我沒好氣地叮囑道,從來沒曾發覺原來自己也可以這麼雞婆,而這都是拜眼前的男子所賜。
“不要把我想得如此脆弱,這點小傷我還不看在眼裏。”
“即使如此,你也不應該讓關心你的人擔心難過。”
對於司空雷的回答,不知為何竟有些無明火起,說話的語氣不自覺地加重了,待自己發覺時,話已出口。
不過,算了,那是他的事情,與自己無關,
“對不起,讓你擔心了。”低沉的聲音緩緩響起。
“我?我不是這個意思。”對於司空雷的道歉,我不禁有些莫明,他該不會是以為我在擔心他吧。
“好,那是我誤會了。”司空雷聞言,竟難得地和應道。
突然,司空雷神情一顫,一隻寬大的手毫無預兆地向我伸來。
“這裏,是被我所傷的吧,還痛不?”原本充滿笑意的眼晴被深深的自責代替。
還沒明白司空雷所指何意,那隻寬大的手已伸向我的頸項間,原本隻是隨意包紮的布帶被輕鬆地解開了,指腹間摩擦的觸感自頸項間傳來,動作極其細致而溫柔。
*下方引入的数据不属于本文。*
Issue #161, opened 2016-11-10
Docker TLS configuration outstanding question


mtrmac:
Outstanding comments from #160:

* Why are we using a `ServerDefault` `tls.Config` in a client?
* Why are we applying it only to a single path, not when we override `tls.Config` for our purposes?
* In `newTransport`, the `proxyDialer` setup should happen before we create a `http.Transport`, so that we don’t need to override `tr.Dial` in a created object.

rhatdan:
@mtrmac @vrothberg What is the state of this issue. It is two years old, can we close it?

vrothberg:
I'll leave that up to @mtrmac.

mtrmac:
Updated the description — the second item was cleaned up.

The third one is a trivial cleanup; the first one would require actual research, it would be nice for it to eventually happen.

mtrmac:
The third item will go away, so I’m now re-titling this to track making an opinion on TLS and HTTP
- Do we want to deviate from the standard library’s defaults at all?
- If so, how and why? And document that in the code.

PR #1748, opened 2022-12-08
Remove go-conections uses in tlsclientconfig

mtrmac:
A small cleanup that should not affect behavior; see individual commit messages for details.

Motivated by https://github.com/containers/image/issues/161 .

Note that this does not change anything about the TLS configuration, or express any opinions about the HTTP configuration. Also, the dependency is still used indirectly due to other sub packages.


vrothberg (approved):
LGTM

rhatdan:
LGTM

PR #1749, opened 2022-12-08
Use io.SeekStart instead of a hard-coded 0

mtrmac:
The hard-coded 0 is defined in the API, so this works fine; this is just a readability improvement.

Should not change behavior.


vrothberg (approved):
LGTM

PR #1751, opened 2022-12-08
Don't use any default path fallbacks if the user specified a path

### LINKED ISSUE #596: Incorrect/inconsistent docker/config.json path lookup

mtrmac:
This means that users setting up AuthFilePath can rely on that config file, without influences from the external environment.

OTOH it might break existing users.

Fixes #596 — but I’m not really sure we want to make this change after all these years.

### DIFF
--- a/pkg/docker/config/config.go
+++ b/pkg/docker/config/config.go
@@ -217,23 +217,25 @@ func getAuthFilePaths(sys *types.SystemContext, homeDir string) []authPath {
 		// Logging the error as a warning instead and moving on to pulling the image
 		logrus.Warnf("%v: Trying to pull image in the event that it is a public image.", err)
 	}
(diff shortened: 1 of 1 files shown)


vrothberg (commented):
SGTM

Hard to predict whether it'll break something.  Yet it seems more intuitive to only use what the user has provided.

rhatdan:
I see the current settings as a bug.  If a calling app specifies the path, then it should use it, just because the tool finds it in a random location, can cause random failures that could be difficult to debug.

mtrmac:
All right, let’s do this.

Issue #755, opened 2019-11-24
Re-design BlobInfo *Operation


lumjjb:
>“edits to blob” are not “properties of a blob”, and should be separated / only maintained for ManifestUpdateOptions.

During discussions of https://github.com/containers/image/pull/673, one of the discussion points was that there should be a re-design  of `BlobInfo` to not use the recently introduced `CompressionOperation` field. 

https://github.com/containers/image/blob/039b763daf9582d170d1b9eba1d7bbc4f574332f/types/types.go#L107-L118

mtrmac:
#1752 will at least document the intent; actual redesign will probably happen only when a new need to edit the fields comes up.

mtrmac:
We can’t change the semantics of a public API any more… but it seems possible that the layer edits will need a new API, and that one will probably start out internal-only.

mtrmac:
We now have the infrastructure to do image operations in unexported API, e.g. `internal/image.Sourced.CanChangeLayerCompression` is not publicly reachable. Similarly there is `private.ImageSource` and `private.ImageDestination` which might migrate from public `BlobInfo` to a smaller object.

But we are very unlikely to refactor existing users of `BlobInfo` just as a cleanup, without another reason to touch the code; so, there’s not much benefit to tracking it as an issue.

`types.BlobInfo` contains fairly loud comments warning against adding more “edit” fields, hopefully that’s enough.

PR #1752, opened 2022-12-09
Add comments to BlobInfo to warn against adding more edit fields

mtrmac:
This is not #755, but it should help prevent the problem from spreading.

The _next_ user who needs to add an edit operation should be forced to provide a new internal edit API, and then we can add the existing fields to that API and deprecate the old fields.


vrothberg (approved):
LGTM

rhatdan:
LGTM

PR #1753, opened 2022-12-09
Reject files mixing v1 and v2 registries.conf, even with empty fields

mtrmac:
We already rely on the TOML parser's behavior of setting specified arrays to `[]`, but missing arrays to `nil`; so just use it to be more strict.

This can help situations like

```toml
[registries.search]
registries = []

[registries.insecure]
registries = []

[registries.block]
registries = []

unqualified-search-registries = ["docker.io"]

[[registry]]
...
```

although only indirectly: From the TOML parser's point of view, the `unqualified-search-registries` field is `block.unqualified-search-registries` and therefore invisible to us. Conceptually, the same thing could happen with
```toml
[arbitrary-unknown]
unqualified-search-registries = ["docker.io"]


[[registry]]
...
```

and we wouldn't warn about that.

Even so, the config file author specifying even empty fields is suspect and suggests a problem to be resolved.

---

Note that this could possibly break current users that generate slightly-nonsensical files.

### DIFF
--- a/pkg/sysregistriesv2/system_registries_v2.go
+++ b/pkg/sysregistriesv2/system_registries_v2.go
@@ -198,6 +198,7 @@ type V1RegistriesConf struct {
 }
 
 // Nonempty returns true if config contains at least one configuration entry.
+// Empty arrays are treated as missing entries.
 func (config *V1RegistriesConf) Nonempty() bool {
 	copy := *config // A shallow copy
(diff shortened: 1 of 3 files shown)


mtrmac:
Fixes #1054 .

vrothberg (approved):
LGTM

rhatdan:
LGTM

PR #1756, opened 2022-12-09
Fix comments about exponential backoff with Retry-After

### LINKED ISSUE #1565: Misleading comment in dockerClient.makeRequestToResolvedURL
The comment in https://github.com/containers/image/blob/dabbab219651a7abfdb37308fbf5dd590c762b7b/docker/docker_client.go#L530  is somewhat misleading: we primarily use the delay value from a `Retry-After` header, and only use an exponential backoff if that header is missing or we can’t parse it.

mtrmac:
Clarify that exponential backoff only happens if the registry does not specify otherwise.

And in `parseRetryAfter`, do not talk about backoff at all, because that function is not involved in that.

Fixes #1565 .

### DIFF
--- a/docker/docker_client.go
+++ b/docker/docker_client.go
@@ -522,9 +522,8 @@ func parseRetryAfter(res *http.Response, fallbackDelay time.Duration) time.Durat
 		return time.Duration(num) * time.Second
 	}
 	// Second, check if we have an HTTP date.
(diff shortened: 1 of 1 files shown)


vrothberg (approved):
LGTM

rhatdan:
LGTM

PR #2, opened 2019-02-13
Feature/st 71 ci pipeline

aaron-moore-ST:


.travis.yml
```diff
@@ -0,0 +1,28 @@
+language: node_js
+node_js:
+- '8'
```
pgs-kzasada: Specifying only the major version is enough? Don't we need exact version, e.g. 8.15.0? Could we use the latest LTS - 10.15.1?

aaron-moore-ST: Yes, our understanding is that travis will use the latest 8.x.x that it has available in nvm (like package.json "version": "^8").
We do need to update this to 10, but we'd rather allow the latest minor version rather than pinning to 10.15.1.

PR #17, opened 2019-02-19
Feature/st 88 behavioural ci

aaron-moore-ST:


package.json
```diff
@@ -15,7 +15,9 @@
     "dev": "webpack --config webpack.dev.js",
     "prod": "webpack --config webpack.prod.js",
     "start": "webpack-dev-server --color --progress --open --hot --config webpack.dev.js",
-    "hot": "npm-run-all dev start"
+    "hot": "npm-run-all dev start",
+    "testframework": "git clone https://github.com/SecureTrading/js-payments-testing; cd js-payments-testing",
```
james-simpson-ST: I'm not a big fan of this but I can't think of a neater way to include the test framework in our repo and pulling it into travis unless anybody else can?

Perhaps if it was pushed into maven but then we'd have to have a maven config and all the rest of it which feels excessive. So unless there's any better ideas I'm happy to go with this solution, at least it keeps this out of the travis config so we only have to define it once.

PR #19, opened 2019-02-20
Feature/st 69 communication iframe view

pgs-gmartowski:


src/core/helpers/dom.ts
```diff
@@ -0,0 +1,49 @@
...
+ * Method for creating DOM elements
+ * @param type Type of element which we are creating
+ * @param id ID of element
+ * @param text Optional text for element
+ */
+const createFormElement = (type: string, id: string, text?: string) => {
+  const element = document.createElement(type);
+  element.setAttribute('id', id);
+  element.setAttribute('class', id);
+  element.innerHTML = text ? text : '';
```
james-simpson-ST: My javascript security is a little rusty, what would prevent XSS within the text parameter being passed into this function, can we guarantee that this would not for example be provided by the customer and contain markup which would then be rendered?

src/core/listeners/input.ts
```diff
@@ -0,0 +1,68 @@
...
+};
+
+/**
+ * Method for checking validity object and sending response to parent node
+ * @param fieldId ID of field which is validated
+ */
+const inputValueListener = (fieldId: string) => {
+  let input = <HTMLInputElement>document.getElementById(fieldId);
+  window.addEventListener(
+    'message',
```
james-simpson-ST: Depending how many different types of messages we end up with at the end of all the APM/Cardinal integrations this might need to be split up more but while it's this size it's fine, I think the per field one will only ever need to cope with the form submit but for the control frame this will likely have lots of different actions it needs to cope with like start payment (for applepay/cardinal),  tokenising payment, authorise payment etc. But as this event handler will have to deal with all of these we will have to keep this in mind

But this is more of a comment for the future

examples/example.html
```diff
@@ -5,46 +5,48 @@
...
+        <label for="example-1-phone">Phone</label>
+        <input
+          id="example-1-phone"
+          type="tel"
+          placeholder="+48713545689"
+          required=""
+          autocomplete="tel"
+        />
+      </div>
+      <div id="st-card-number" class="st-card-number"></div>
```
pgs-kzasada: It looks that these lines were not formatted by Prettier.

examples/example.scss
```diff
@@ -11,6 +11,12 @@
     color: red;
   }
 
+  .st-card-number,
+  .st-expiration-date,
+  .st-security-code {
+    width: 100%;
```
pgs-kzasada: By default, all fields should be 100% wide and <div> element always is 100% wide, so I wonder why this definition is needed here.

src/core/classes/validation/ExpireDate.class.ts
```diff
@@ -1,40 +1,9 @@
...
-  static MONTH_KEYBOARD_CODE_FIRST_CHAR = [48, 49];
-  static DATE_MAX_LENGTH = 5;
-  static DATE_SLASH_PLACE = 2;
-  static DATE_EMPTY = 0;
-
   constructor() {
     super();
   }
-
-  dateInputMask(element: HTMLInputElement) {
```
pgs-kzasada: This was moved to another place? Because we should have masking for the expiration date.

src/index.ts
```diff
@@ -1,27 +1,22 @@
...
   const st = new ST('thisissupersecretidforaclient12344321');
-  const payment = new Payment(['ApplePay', 'GooglePay'], ['133456', '546565']);
-  document.body.appendChild(createFormElement('form', 'st-form'));
-  document
-    .getElementById('st-form')
-    .appendChild(
-      createFormElement('h1', 'st-form__title', 'Secure Trading Example Form')
-    );
+  const payment = new Payment(
+    ['ApplePay', 'Visa Checkout'],
```
pgs-kzasada: In the future, this will come from configuration sent by the merchant.

examples/example.scss
pgs-kzasada: @pgs-gmartowski do we need this definition here?

examples/example.ts
```diff
@@ -1,45 +1,27 @@
...
-  element.setAttribute('class', id);
-  element.innerHTML = text ? text : '';
-  return element;
-};
 const elementStyles = {
   style: {
     base: {
+      backgroundColor: '#fff',
+      border: '.1rem solid #ced4da',
+      borderRadius: '.4rem',
```
pgs-kzasada: Please don't focus on styles until we have final designs.

PR #20, opened 2019-02-20
Feature/st 59 expiration date

pgs-gmartowski:


src/core/classes/validation/ExpireDate.class.ts
```diff
@@ -1,9 +1,45 @@
...
+
   constructor() {
     super();
   }
+
+  /**
+   * Method for masking expiration date in format MM/YY
+   * @param element
+   */
+  dateInputMask(element: HTMLInputElement) {
```
pgs-kzasada: Here you have a mask for input element, but in the template, you are using `<select>`. In my opinion we should use `<input>` with mask.

pgs-gmartowski: yes, we were talking about it with guys from ST and input is much better solution here

src/core/classes/validation/ExpirationDate.class.ts
```diff
@@ -0,0 +1,54 @@
...
+   * @param fieldInstance
+   * @param event
+   */
+  public static dateInputMask(
+    fieldInstance: HTMLInputElement,
+    event: KeyboardEvent
+  ) {
+    const length = fieldInstance.value.length;
+    if (length < ExpirationDate.DATE_MAX_LENGTH) {
+      if (!ExpirationDate.KEYBOARD_CODES_FOR_DIGITS.includes(event.keyCode)) {
```
aaron-moore-ST: Can this condition make use of Validation.isCharNumber instead since it's performing the same job

aaron-moore-ST: Can this condition make use of Validation.isCharNumber instead since it's performing the same job

pgs-gmartowski: yes, I moved it to Validation class.

PR #21, opened 2019-02-20
Feature/st 60 security code

pgs-gmartowski:


examples/example.scss
```diff
@@ -11,18 +15,35 @@
...
 
+  .row,
   .st-card-number,
   .st-expiration-date,
   .st-security-code {
     width: 100%;
+    margin: 1rem;
+  }
+
+  &__input {
```
pgs-kzasada: Please don't focus on styles for now.

src/core/classes/validation/SecurityCode.class.ts
```diff
@@ -1,8 +1,50 @@
 import Validation from './Validation.class';
 
+/**
+ * Definition of security code validation
+ */
 class SecurityCode extends Validation {
+  static AMEX_SECURITY_CODE_LENGTH = 4;
```
pgs-kzasada: These configurations should be stored in one place to avoid mistakes. Can we reuse `cardTree` introduced by Aaron?

src/core/classes/validation/SecurityCode.class.ts
```diff
@@ -1,8 +1,50 @@
...
+    this.securityCodeLength = 3;
+  }
+
+  /**
+   * Method for validating length based on html attributes max and minlength
+   * @param validity Validation object of form
+   */
+  static isLengthCorrect(validity: ValidityState) {
+    if (validity.tooShort) {
+      return 'Security code is too short';
```
pgs-kzasada: English texts should not be hardcoded. Maybe we can create a `Language` class which has a static field named `translations` which is an object with translation key and translation value. And here code will look like `return Language.translations.VALIDATION_ERROR_SECURITY_CODE_SHORT`. What do you think?

components/securityCode/templates/index.html
```diff
@@ -16,13 +16,15 @@
           id="security-code"
           name="security-code"
           class="security-code__input"
-          placeholder="XXXX"
+          placeholder="XXX"
+          maxlength="3"
```
pgs-kzasada: This is not a constant value - it depends on the type of the card.

src/core/classes/validation/ExpirationDate.class.ts
```diff
@@ -0,0 +1,49 @@
...
+   */
+  public static dateInputMask(
+    fieldInstance: HTMLInputElement,
+    event: KeyboardEvent
+  ) {
+    const length = fieldInstance.value.length;
+    if (length < ExpirationDate.DATE_MAX_LENGTH) {
+      if (!Validation.KEYCODES_DIGIT.includes(event.key)) {
+        event.preventDefault();
+      }
```
aaron-moore-ST: We can refactor:
```
if (!Validation.KEYCODES_DIGIT.includes(event.key)) {
  event.preventDefault();
}
```
into:
```
Validation.isCharNumber(event);
```

src/core/classes/Payment.class.ts
```diff
@@ -23,7 +24,11 @@ class Payment {
   public arePaymentsAvailable() {
     this._payments.map(item => {
       if (!this._availablePayments.includes(item)) {
-        console.error(`${item} payment type is not available !`);
+        console.error(
+          `${item} ${
+            Language.translations.VALIDATION_ERROR_PAYMENT_IS_NOT_AVAILABLE
```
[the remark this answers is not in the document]
aaron-moore-ST: @pgs-gmartowski what do you think about this? is there a practical solution using template strings?

src/core/classes/validation/Validation.class.ts
```diff
@@ -28,10 +28,10 @@ class Validation implements IValidation {
 
   /**
    * Method for preventing inserting non digits
-   * @param event Keypress event
+   * @param event - Keypress event
    */
-  static isCharNumber(event: KeyboardEvent) {
-    if (!Validation.KEYS_DIGIT.includes(event.key)) {
+  public static isCharNumber(event: KeyboardEvent) {
+    if (!Validation.KEYCODES_DIGIT.includes(event.key)) {
```
pgs-kzasada: Could you use RegExp here? `\d` should work here.

pgs-gmartowski: that's true, done.

PR #32, opened 2019-02-26
Feature/st 109 expiration date field ut

pgs-gmartowski:


test/core/classes/validation/ExpirationDate.spec.ts
```diff
@@ -0,0 +1,96 @@
...
+  let element = document.createElement('input');
+  let elementWithError = document.createElement('input');
+  let elementWithExceededValue = document.createElement('input');
+  element.setAttribute('value', correctValue);
+  elementWithError.setAttribute('value', incorrectValue);
+  elementWithExceededValue.setAttribute('value', correctDataValue);
+  return { element, elementWithError, elementWithExceededValue };
+}
+
+function eventFixture(eventType: string, eventKeyValue: string) {
```
aaron-moore-ST: parameter eventType is declared but not used

test/core/classes/validation/ExpirationDate.spec.ts
```diff
@@ -0,0 +1,96 @@
...
+    // when
+    beforeEach(() => {
+      instance = new ExpirationDate();
+      expirationDateClass = ExpirationDate;
+      validationClass = Validation;
+    });
+    // then
+    it('should new object be an instance od ExpirationDate and Validation class', () => {
+      expect(instance).toBeInstanceOf(ExpirationDate);
+      expect(instance).toBeInstanceOf(Validation);
```
aaron-moore-ST: should these be expirationDateClass and validationClass respectively? Otherwise they have not been used from above

test/core/classes/validation/ExpirationDate.spec.ts
pgs-gmartowski: true, I forgot to pass it into function 😃

pgs-gmartowski: fixed

test/core/classes/validation/ExpirationDate.spec.ts
pgs-gmartowski: That's true. I think we could also get rid of  `expirationDateClass` and `validationClass`; that's two variables less.

pgs-gmartowski: fixed

test/core/classes/validation/ExpirationDate.spec.ts
```diff
@@ -0,0 +1,94 @@
...
+    });
+  });
+
+  // given
+  describe('Method dateInputMask', () => {
+    // when
+    let expectedValueWithSlash: string,
```
pgs-kzasada: Please use one const let declaration per variable and add rule to TSLint `"one-variable-per-declaration": true`.

pgs-gmartowski: ok, done.

PR #38, opened 2019-02-28
Feature/st 24 api request

aaron-moore-ST:


src/core/classes/StCodec.class.ts
```diff
@@ -0,0 +1,101 @@
...
+      Math.random()
+        .toString(36)
+        .substring(2, length)
+    );
+  }
+
+  /**
+   * Add the wrapper data to the request object
+   * @param requestData The data to be contained in this request
+   * @return A JSON object ready to be encoded
```
james-simpson-ST: This isn't JSON yet it's a JavaScript object ready to be encoded as JSON

src/core/classes/StCodec.class.ts
```diff
@@ -0,0 +1,101 @@
...
+    }
+    return JSON.stringify(this.buildRequestObject(requestObject));
+  }
+
+  /**
+   * Decode the Json body from the fetch response
+   * @Param responseObject The response object from the fetch promise
+   * @return A Promise that resolves the body content (or raise an error casing the fetch to be rejected)
+   */
+  public decode(responseObject: Response | {}) {
```
james-simpson-ST: The STPP response returns in the following format: 

`
{
    "requestreference": "W33-0rm0gcyx", 
    "version": "1.00", 
    "response": [
        {
            "transactionstartedtimestamp": "2019-02-21 10:06:35", 
            "livestatus": "0", 
            "issuer": "SecureTrading Test Issuer1", 
            "splitfinalnumber": "1", 
            "dccenabled": "0", 
            "settleduedate": "2019-02-21", 
            "errorcode": "0", 
            "baseamount": "100", 
            "tid": "27882788", 
            "merchantnumber": "00000000", 
            "securityresponsepostcode": "2", 
            "transactionreference": "33-9-80168", 
            "merchantname": "webservice UNICODE merchantname", 
            "paymenttypedescription": "VISA", 
            "orderreference": "AUTH_VISA_POST-PASS-JSON-JSON", 
            "accounttypedescription": "ECOM", 
            "acquirerresponsecode": "00", 
            "requesttypedescription": "AUTH", 
            "securityresponsesecuritycode": "2", 
            "currencyiso3a": "GBP", 
            "authcode": "TEST56", 
            "errormessage": "Ok", 
            "operatorname": "webservices@securetrading.com", 
            "merchantcountryiso2a": "GB", 
            "maskedpan": "411111######0211", 
            "securityresponseaddress": "2", 
            "issuercountryiso2a": "US", 
            "settlestatus": "0"
        }
    ], 
    "secrand": "ZKAVMskWQ"
}
`

So we probably want to simplify this for everywhere else we call the sendRequest so that it unpacks the "responses" checks theres only 1 response (as that's all this interface supports) and then always returns just the flat JS object rather than this nested one? Does that make sense?

Basically the reverse of what you've had to do when building the request

test/core/classes/StTransport.spec.ts
```diff
@@ -0,0 +1,112 @@
...
+      st = new StTransport(DEFAULT_PARAMS);
+    });
+    afterEach(() => {
+      fetchMock.resetMocks();
+    });
+
+    it('should return promise if fetched successfully', async () => {
+      fetchMock.mockResponse('{"errorcode": 0}');
+      await expect(st.fetchTimeout('', {})).resolves.toEqual(
+        new Response('{"errorcode": 0}')
```
james-simpson-ST: Needs to reflect an actual ST response

src/core/classes/StCodec.class.ts
```diff
@@ -0,0 +1,101 @@
...
+    if ('json' in responseObject) {
+      return responseObject.json();
+    }
+    throw new Error(Language.translations.COMMUNICATION_ERROR_INVALID_RESPONSE);
```
james-simpson-ST: So this checks that it's valid JSON returned but doesn't check if the errorcode is zero, should this actually parse out the error code and raise out with the gateway's response in the case of an error (the gateway's response should already be in the correct locale)

src/core/classes/StCodec.class.ts
```diff
@@ -0,0 +1,101 @@
+import Language from './Language.class';
+
+interface IStRequest {
```
james-simpson-ST: Also needs to take in the locale that the page is being displayed in as this is likely something that won't be in the jwt because it's something that the merchant might give the choice to their customers to pick

src/core/classes/StCodec.class.ts
aaron-moore-ST: It's not what our previous one did but I think it's more consistent with the transport/codec model so that makes sense to me.

test/core/classes/StTransport.spec.ts
aaron-moore-ST: don't know that it's needed for transport (since it should just be passing it to decode) but we do need this in the codec tests

src/core/classes/StCodec.class.ts
aaron-moore-ST: It's not what our previous one did but I think it's more consistent with the transport/codec model so that makes sense to me.

src/core/classes/StCodec.class.ts
aaron-moore-ST: I had assumed that adding the locale to Language would happen at some point when we get to that task, do you want a TODO to remind us to get it once it exists?

james-simpson-ST: Ah yes you are right and no the task itself should be good enough, don't think we want to duplicate TODOs and Tasks like we have done elsewhere ;)

test/core/classes/StTransport.spec.ts
james-simpson-ST: Yes you are right, correct comment wrong test ;)

src/core/classes/StTransport.class.ts
```diff
@@ -0,0 +1,89 @@
...
+   * We probably want to update this to use an AbortControllor once this is standardised in the future
+   * @param url The URL to be passed to the fetch request
+   * @param options The options object to be passed to the fetch request
+   * @param timeout The time (ms) after which to time out
+   * @return A Promise that resolves to a fetch response or rejects with a timeout
+   */
+  public fetchTimeout(
+    url: string,
+    options: object,
+    timeout = StTransport.TIMEOUT
```
james-simpson-ST: I was speaking to Lee about this and he reminded me of something quite important that our other API libraries deal with  (e.g. the python API) now I don't know whether this is an issue or not or even if it's something configurable in a browser which might not allow for this level of control but basically theres a difference between a connect timeout and a response timeout. You've implemented the response timeout perfectly but theres no connect timeout.

Is there any way to set this and also to ensure that connections are retried until the connect timeout is reached or does the fetch Api handle this for us? Basically we should make this transport do everything we say merchants should do when writing their own api connection:
https://docs.securetrading.com/document/toolbox/configuring-your-own-library/

src/core/classes/StCodec.class.ts
james-simpson-ST: Has this been resolved?

src/core/classes/StTransport.class.ts
aaron-moore-ST: you mean retry a timed-out connection up to x times or until it's been tried for y length? No, fetch doesn't handle that for you, but I'd be wary of implementing it without the abort controller since it'd mean we'd be spinning up several connections without closing off the ones we're ignoring.

Of course we do plan to implement AbortController once it's finalised...

james-simpson-ST:
Once the tests are passing this looks good, @aaron-moore-ST  can you take a look into why they failed on the PR?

那一瞬間,不知為何,忽然覺得這是一種被憐惜,被珍視的感覺,那是我在段辰風身上從來不曾體會到的,也——不可能體會的。
片刻過後,才回過神來,原來他說的是這個劍傷。
“無心之失,不礙事。”
“幸好……”對於我的回答,床上的人顯然是置若罔聞,隻是喃喃地低語道。
“什麼?”
“沒什麼,你的臉色看起來比我還要蒼白,看來你比我更加需要休息。”司空雷收起之前的嘻笑表情,難道認真的說道。
經司空雷的提醒,才驚覺自己由昨晚到如今,別說是吃的,就是連水也沒來得及喝上一口。
這樣足足十數個時辰下來,再加上精神高度集中,此刻放鬆了下來,人也變得昏昏欲睡。
本來想打算吃點東西就起程的,但自剛才開始,體內的不息感,與自頭中傳來暈眩感覺越來越明顯,看來還是休息一下再走吧。不然,是無法趕路了。
“那好吧。”
心知司空雷說得沒錯,起來把被子往其身上蓋上,轉身正準備往門的方向走去。
然而,手卻被一隻寬大而溫暖的手握住,我詫異地轉頭望向床上的人。
然而卻對上了一張充滿了溫暖笑意的俊臉。
“我好像還沒知道救命恩人的名字呢?”
緊握著自己的手傳來絲絲的暖意,誓有不達目的不罷休的意思。
“凡!”
“那好,凡,你好好休息,我待會過來找你。”司空雷說完,便鬆開了手。
找我?不必了吧。
沒多加理會司空雷所說的話的真假,幾乎有些緊急地往門邊走去,隻因眼前已出現陣陣發黑的症兆。
然而,還沒來到門邊,身體已仿佛完全脫離意識般,不受控製地倒下。
而隨著身後的一聲焦急的呼喊,僅剩下的唯一的意識裏,是一副陌生而溫暖的胸膛,以及一抹不斷擴大的鮮紅。